(Items listed in a dataset)
---+---
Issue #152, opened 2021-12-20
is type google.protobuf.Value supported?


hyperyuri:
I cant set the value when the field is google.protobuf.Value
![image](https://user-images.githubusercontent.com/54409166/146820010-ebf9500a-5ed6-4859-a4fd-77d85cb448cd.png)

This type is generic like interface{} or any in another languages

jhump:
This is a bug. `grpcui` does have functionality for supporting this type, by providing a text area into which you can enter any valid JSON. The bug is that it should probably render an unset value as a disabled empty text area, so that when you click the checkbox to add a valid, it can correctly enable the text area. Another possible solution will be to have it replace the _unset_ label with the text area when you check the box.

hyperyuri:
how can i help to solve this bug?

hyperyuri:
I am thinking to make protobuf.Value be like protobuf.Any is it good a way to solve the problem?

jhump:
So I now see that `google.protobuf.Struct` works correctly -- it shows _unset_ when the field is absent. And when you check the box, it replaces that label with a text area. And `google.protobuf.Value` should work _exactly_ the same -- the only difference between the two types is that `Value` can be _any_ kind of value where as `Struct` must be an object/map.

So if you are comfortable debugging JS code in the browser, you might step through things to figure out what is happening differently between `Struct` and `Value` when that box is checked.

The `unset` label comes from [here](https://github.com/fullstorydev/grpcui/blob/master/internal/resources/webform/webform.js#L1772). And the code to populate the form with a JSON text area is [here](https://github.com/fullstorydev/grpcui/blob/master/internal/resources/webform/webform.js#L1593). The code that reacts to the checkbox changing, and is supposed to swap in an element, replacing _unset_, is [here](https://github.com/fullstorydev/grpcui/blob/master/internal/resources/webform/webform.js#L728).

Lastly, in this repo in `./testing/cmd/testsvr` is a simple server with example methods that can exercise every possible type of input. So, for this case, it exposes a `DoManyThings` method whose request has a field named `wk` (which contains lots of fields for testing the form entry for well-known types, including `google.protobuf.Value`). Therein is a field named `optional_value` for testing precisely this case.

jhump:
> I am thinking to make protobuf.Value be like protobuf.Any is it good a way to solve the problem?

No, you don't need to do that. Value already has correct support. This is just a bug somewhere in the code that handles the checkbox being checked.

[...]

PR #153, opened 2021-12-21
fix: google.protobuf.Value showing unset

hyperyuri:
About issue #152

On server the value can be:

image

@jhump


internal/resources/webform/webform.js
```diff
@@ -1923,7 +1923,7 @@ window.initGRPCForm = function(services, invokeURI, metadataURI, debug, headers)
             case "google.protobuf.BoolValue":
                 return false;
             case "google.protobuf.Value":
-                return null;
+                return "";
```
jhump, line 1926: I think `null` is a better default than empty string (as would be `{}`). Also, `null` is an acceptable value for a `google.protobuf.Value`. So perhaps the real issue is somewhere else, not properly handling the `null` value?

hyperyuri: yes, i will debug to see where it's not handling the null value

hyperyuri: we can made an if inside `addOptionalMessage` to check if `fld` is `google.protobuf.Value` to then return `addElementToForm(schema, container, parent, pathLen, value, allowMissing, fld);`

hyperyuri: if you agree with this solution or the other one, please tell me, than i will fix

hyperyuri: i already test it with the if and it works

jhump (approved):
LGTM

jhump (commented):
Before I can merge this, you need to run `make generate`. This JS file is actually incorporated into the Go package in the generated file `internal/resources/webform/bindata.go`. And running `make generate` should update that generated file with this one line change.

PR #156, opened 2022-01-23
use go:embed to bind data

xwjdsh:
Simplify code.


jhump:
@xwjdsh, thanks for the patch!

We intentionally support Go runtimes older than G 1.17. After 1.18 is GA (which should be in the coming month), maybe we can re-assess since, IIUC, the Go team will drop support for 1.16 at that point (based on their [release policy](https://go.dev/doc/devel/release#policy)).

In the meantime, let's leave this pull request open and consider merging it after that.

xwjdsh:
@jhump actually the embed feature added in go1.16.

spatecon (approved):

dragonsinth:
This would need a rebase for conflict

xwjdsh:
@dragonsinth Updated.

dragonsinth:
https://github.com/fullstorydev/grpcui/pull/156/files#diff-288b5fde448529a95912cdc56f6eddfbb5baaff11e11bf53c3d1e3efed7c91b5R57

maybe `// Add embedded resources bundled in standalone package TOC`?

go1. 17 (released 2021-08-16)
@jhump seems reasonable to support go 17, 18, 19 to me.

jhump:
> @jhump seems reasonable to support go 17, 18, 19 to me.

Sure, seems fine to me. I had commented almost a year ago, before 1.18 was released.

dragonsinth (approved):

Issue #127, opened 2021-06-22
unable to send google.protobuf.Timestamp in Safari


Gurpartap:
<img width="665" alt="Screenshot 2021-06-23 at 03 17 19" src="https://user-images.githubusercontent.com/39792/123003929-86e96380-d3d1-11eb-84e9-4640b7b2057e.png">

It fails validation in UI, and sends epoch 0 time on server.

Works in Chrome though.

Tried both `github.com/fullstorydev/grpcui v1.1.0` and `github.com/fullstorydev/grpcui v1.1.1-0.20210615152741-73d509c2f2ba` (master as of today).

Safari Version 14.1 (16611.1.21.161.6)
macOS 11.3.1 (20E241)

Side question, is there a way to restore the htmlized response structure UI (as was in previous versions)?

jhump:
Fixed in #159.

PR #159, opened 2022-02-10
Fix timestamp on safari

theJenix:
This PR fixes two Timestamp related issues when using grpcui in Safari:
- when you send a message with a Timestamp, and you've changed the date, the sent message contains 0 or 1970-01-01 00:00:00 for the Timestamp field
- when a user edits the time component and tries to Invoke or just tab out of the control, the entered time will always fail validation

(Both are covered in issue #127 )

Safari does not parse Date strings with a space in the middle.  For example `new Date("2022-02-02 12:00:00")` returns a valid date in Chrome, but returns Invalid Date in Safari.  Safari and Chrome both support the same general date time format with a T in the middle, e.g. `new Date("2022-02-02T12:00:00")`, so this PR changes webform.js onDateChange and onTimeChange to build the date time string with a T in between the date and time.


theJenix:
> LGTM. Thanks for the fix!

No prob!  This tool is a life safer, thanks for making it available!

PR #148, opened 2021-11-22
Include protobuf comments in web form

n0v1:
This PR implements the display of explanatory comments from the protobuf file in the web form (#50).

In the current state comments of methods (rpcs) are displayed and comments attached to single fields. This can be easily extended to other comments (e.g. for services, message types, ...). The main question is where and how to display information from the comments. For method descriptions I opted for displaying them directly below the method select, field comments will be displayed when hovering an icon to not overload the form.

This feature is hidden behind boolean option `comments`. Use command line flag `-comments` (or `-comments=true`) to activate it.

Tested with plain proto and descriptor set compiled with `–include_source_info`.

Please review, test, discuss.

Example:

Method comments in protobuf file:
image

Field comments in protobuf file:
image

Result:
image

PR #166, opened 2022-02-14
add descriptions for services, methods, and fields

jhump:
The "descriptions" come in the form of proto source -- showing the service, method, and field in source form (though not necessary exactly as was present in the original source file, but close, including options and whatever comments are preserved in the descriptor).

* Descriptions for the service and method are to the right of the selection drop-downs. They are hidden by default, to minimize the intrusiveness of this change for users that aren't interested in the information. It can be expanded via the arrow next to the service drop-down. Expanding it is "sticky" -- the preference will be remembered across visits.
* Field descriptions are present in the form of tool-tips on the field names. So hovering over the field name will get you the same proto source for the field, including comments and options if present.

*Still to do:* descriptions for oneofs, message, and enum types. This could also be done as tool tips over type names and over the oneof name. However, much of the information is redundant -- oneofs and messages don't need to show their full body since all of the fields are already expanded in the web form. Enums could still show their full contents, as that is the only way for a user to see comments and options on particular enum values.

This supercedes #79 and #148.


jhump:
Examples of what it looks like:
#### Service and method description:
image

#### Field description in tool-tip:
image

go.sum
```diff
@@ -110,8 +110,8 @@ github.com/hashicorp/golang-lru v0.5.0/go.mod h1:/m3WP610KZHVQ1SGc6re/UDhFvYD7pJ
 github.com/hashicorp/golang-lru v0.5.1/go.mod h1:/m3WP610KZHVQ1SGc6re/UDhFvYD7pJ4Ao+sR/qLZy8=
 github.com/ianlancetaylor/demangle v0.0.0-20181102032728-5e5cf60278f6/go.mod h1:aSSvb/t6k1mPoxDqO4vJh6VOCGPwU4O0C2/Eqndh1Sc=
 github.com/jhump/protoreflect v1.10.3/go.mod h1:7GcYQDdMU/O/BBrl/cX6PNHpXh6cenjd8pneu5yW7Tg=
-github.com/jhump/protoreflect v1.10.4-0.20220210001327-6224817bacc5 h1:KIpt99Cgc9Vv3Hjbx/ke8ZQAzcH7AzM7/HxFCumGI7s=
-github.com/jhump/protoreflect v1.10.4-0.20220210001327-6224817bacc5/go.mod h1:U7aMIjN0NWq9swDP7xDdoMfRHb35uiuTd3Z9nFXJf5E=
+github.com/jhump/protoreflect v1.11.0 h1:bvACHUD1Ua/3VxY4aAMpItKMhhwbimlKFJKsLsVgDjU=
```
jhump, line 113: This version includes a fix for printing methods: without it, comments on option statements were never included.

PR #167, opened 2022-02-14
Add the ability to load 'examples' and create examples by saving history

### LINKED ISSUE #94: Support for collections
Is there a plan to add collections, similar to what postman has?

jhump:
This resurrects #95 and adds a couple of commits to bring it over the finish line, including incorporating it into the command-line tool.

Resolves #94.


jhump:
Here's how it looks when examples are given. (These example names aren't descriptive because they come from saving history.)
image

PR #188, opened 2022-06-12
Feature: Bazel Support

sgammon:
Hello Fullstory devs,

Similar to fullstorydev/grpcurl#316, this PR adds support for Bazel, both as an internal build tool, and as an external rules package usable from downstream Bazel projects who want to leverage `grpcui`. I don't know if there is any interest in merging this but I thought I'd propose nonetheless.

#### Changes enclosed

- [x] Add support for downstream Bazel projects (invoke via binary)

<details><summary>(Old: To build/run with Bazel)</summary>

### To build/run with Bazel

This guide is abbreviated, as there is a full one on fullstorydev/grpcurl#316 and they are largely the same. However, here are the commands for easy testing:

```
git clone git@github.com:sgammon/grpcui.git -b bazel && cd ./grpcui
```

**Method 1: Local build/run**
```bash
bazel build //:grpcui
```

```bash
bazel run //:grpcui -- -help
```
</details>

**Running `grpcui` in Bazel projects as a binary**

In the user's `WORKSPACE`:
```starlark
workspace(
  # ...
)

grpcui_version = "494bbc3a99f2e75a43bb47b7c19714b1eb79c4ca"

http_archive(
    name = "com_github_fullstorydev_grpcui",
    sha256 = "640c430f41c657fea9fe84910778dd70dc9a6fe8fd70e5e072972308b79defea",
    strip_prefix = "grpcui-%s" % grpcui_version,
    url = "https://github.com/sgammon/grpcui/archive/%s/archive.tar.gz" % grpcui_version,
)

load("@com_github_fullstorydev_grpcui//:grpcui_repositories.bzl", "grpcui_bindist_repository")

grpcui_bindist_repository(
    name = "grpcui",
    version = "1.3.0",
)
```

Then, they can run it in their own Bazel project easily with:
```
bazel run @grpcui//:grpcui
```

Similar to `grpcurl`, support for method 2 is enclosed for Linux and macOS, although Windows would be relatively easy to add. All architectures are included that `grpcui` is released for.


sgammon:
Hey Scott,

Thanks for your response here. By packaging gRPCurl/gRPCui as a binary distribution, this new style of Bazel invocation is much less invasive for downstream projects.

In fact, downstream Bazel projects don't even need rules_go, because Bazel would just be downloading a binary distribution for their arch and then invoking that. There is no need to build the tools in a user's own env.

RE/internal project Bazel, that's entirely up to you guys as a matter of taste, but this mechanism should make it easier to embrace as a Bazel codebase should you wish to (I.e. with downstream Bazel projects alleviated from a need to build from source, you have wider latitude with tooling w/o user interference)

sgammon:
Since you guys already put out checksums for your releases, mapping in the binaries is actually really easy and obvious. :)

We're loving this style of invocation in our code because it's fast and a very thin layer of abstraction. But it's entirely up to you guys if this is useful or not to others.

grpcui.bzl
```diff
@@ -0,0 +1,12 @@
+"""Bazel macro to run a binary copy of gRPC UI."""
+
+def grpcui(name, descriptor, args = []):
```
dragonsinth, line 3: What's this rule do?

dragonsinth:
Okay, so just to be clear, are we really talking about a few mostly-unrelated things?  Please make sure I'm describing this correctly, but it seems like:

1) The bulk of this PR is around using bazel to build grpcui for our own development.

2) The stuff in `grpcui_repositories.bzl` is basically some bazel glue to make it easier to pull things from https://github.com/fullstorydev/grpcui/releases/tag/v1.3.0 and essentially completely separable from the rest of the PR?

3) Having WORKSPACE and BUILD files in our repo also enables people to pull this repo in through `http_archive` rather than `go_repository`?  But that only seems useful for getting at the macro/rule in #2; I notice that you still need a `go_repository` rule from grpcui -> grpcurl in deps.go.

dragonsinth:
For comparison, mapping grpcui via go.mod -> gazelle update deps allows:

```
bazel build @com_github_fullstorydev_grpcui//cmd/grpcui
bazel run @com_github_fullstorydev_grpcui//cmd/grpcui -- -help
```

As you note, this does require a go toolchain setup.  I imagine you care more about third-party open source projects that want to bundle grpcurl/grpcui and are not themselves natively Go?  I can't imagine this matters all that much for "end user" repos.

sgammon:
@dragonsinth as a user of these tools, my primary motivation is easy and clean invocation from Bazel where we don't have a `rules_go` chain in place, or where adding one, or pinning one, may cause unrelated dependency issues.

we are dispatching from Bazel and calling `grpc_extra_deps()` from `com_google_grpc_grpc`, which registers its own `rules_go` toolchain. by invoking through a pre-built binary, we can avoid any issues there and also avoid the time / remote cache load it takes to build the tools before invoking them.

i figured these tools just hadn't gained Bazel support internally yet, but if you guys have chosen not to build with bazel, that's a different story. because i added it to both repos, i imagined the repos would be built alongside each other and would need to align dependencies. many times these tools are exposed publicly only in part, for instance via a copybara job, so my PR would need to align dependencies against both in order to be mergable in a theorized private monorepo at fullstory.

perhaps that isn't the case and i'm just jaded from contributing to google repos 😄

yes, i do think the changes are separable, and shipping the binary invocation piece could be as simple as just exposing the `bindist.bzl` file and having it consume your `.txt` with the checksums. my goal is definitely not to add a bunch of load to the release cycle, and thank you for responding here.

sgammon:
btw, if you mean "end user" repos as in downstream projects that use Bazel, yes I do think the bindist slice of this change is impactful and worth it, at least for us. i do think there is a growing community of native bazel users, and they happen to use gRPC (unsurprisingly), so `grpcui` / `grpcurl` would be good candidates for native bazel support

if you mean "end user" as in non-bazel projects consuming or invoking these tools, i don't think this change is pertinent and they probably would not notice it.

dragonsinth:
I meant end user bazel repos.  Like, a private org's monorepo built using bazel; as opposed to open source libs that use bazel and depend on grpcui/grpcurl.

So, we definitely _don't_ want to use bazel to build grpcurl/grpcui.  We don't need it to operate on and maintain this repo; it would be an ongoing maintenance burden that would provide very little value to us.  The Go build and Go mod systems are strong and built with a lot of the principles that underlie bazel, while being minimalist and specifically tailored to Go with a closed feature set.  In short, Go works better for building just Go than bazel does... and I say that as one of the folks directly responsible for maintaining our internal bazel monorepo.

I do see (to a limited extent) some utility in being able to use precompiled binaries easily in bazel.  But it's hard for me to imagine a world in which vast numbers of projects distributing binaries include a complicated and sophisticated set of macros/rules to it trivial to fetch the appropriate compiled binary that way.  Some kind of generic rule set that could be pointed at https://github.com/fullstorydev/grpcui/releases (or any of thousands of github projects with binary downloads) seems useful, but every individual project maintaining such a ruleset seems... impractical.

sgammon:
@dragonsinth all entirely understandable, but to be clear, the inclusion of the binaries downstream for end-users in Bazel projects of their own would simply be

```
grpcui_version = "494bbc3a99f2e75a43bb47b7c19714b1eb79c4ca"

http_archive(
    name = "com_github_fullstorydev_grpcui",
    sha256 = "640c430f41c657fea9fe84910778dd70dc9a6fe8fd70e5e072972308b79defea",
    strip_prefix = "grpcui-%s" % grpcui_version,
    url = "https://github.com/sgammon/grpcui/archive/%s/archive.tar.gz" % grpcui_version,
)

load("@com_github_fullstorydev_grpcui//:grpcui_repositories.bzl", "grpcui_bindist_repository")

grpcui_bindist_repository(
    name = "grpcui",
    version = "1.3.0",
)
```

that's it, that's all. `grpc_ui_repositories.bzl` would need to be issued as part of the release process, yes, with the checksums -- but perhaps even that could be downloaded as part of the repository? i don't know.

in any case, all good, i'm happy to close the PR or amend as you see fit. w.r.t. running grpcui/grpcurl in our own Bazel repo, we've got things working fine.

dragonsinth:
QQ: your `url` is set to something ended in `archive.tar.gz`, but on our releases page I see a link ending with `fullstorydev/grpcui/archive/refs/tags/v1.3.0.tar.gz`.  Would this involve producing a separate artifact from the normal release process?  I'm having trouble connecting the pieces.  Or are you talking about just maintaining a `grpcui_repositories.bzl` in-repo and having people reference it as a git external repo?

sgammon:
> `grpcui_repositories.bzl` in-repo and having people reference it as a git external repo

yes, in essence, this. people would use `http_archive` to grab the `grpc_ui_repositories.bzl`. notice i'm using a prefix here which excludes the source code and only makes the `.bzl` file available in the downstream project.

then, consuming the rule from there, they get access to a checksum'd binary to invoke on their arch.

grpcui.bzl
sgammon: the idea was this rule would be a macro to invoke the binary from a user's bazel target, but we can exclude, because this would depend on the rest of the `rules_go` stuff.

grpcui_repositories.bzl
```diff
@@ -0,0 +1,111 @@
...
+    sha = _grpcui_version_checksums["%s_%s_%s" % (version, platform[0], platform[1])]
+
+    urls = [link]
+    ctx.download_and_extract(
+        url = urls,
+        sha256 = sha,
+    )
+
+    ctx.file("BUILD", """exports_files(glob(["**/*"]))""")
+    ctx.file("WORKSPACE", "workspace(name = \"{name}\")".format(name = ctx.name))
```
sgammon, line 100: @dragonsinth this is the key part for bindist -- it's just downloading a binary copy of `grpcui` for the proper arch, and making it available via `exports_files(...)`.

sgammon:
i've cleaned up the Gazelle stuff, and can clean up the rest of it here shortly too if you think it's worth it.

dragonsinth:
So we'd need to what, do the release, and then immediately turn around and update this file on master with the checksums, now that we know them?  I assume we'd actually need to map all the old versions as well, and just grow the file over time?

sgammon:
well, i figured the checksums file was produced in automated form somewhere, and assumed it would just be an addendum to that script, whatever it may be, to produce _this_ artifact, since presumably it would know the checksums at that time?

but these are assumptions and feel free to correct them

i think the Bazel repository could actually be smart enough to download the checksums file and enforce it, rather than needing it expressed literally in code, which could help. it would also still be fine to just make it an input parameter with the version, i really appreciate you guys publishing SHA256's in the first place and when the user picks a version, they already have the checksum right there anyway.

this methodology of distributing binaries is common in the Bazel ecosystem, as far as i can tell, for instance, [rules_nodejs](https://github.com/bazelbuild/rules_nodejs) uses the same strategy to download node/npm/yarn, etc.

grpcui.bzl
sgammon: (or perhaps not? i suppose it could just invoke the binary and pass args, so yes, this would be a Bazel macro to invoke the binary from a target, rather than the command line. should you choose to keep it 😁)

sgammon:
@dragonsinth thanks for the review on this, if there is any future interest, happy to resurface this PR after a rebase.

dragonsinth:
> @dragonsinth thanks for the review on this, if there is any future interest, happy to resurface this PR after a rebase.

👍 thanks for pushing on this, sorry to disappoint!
---+---
- [TASK REQUIREMENTS] Using only the entries above, output the line with "hyperyuri: yes, i", the line with "PR #156, opened 2022-01-23", and all lines between them, exactly as they stand.

- [COMPLETED EXERCISE]
hyperyuri: yes, i will debug to see where it's not handling the null value

hyperyuri: we can made an if inside `addOptionalMessage` to check if `fld` is `google.protobuf.Value` to then return `addElementToForm(schema, container, parent, pathLen, value, allowMissing, fld);`

hyperyuri: if you agree with this solution or the other one, please tell me, than i will fix

hyperyuri: i already test it with the if and it works

jhump (approved):
LGTM

jhump (commented):
Before I can merge this, you need to run `make generate`. This JS file is actually incorporated into the Go package in the generated file `internal/resources/webform/bindata.go`. And running `make generate` should update that generated file with this one line change.

PR #156, opened 2022-01-23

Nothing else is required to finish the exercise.